PR #6772, opened 2022-02-23
Update core_packages.txt

supechicken:


supechicken:
> Thank you for the update @supechicken. Can you please sort the packages in alphabetical order? This is so we can avoid duplicates.

Done

tools/core_packages.txt
```diff
@@ -1,74 +1,104 @@
...
+libssh
 libssp
 libtasn1
 libtirpc
+libunbound
 libunistring
 libxml2
+libxslt
 libyaml
+llvm
```
uberhacker, line 61: This is in core now?  Are you sure?  If it is, we need to remove it immediately.

tools/core_packages.txt
```diff
@@ -1,74 +1,104 @@
...
 py3_pip
 py3_setuptools
 py3_wheel
 python2
 python3
 readline
+rsync
 rtmpdump
 ruby
-sed
```
uberhacker, line 67: This should be core.  The out-of-the-box sed is worthless.

tools/core_packages.txt
```diff
@@ -1,74 +1,104 @@
...
+docbook_xsl_nons
 e2fsprogs
 elfutils
 expat
 filecmd
 flex
-gdbm
+gcc
 gcc11
+gdbm
```
uberhacker, line 23: Good call.  gdbm was out of sequence.

tools/core_packages.txt
supechicken: The list is generated by `crew deps core`, so it might be correct?

tools/core_packages.txt
supechicken: AFAIK `sed` was moved away to `buildessential` times ago (only `patch` and `build` section needs it)

tools/core_packages.txt
```diff
@@ -1,74 +1,104 @@
-acl
-attr
-binutils
```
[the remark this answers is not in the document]
supechicken: See #6642

tools/core_packages.txt
```diff
@@ -1,74 +1,104 @@
...
 brotli
 bz2
-c_ares
 ca_certificates
+c_ares
```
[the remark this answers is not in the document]
supechicken: Seems the `sort` command doesn't think so 😅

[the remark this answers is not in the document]
supechicken: Fixed

tools/core_packages.txt
uberhacker: And how many packages use it?  About half?  I think we should add it back.

tools/core_packages.txt
uberhacker: We need to remove it then.  There should be no reason to include this in core.  Not only is it massive but it's only needed for builds so it really should be in buildessential.

tools/core_packages.txt
uberhacker: After further thought, it's fine to leave this in buildessential.  I think we should move llvm to buildessential, if possible.  That should NOT be in core.

satmandu: > After further thought, it's fine to leave this in buildessential. I think we should move llvm to buildessential, if possible. That should NOT be in core.

As soon as we can break out the llvm libraries into another package!

uberhacker: Requiring llvm in core is cringeworthy.

uberhacker:
I did a fresh install and added missing packages from this PR.  Packages I would like to make an effort to remove from core and ideally into buildessential instead in the future include:
```
autoconf
automake
cmake
gcc11
jdk8
llvm
make
patch
patchelf
pkgconfig
valgrind
```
= = = =
▸ **Work to be completed**:
Search the records for the word "gdbm", then list every line that has it.

▸ **Solved exercise**:
-gdbm
+gdbm
uberhacker, line 23: Good call.  gdbm was out of sequence.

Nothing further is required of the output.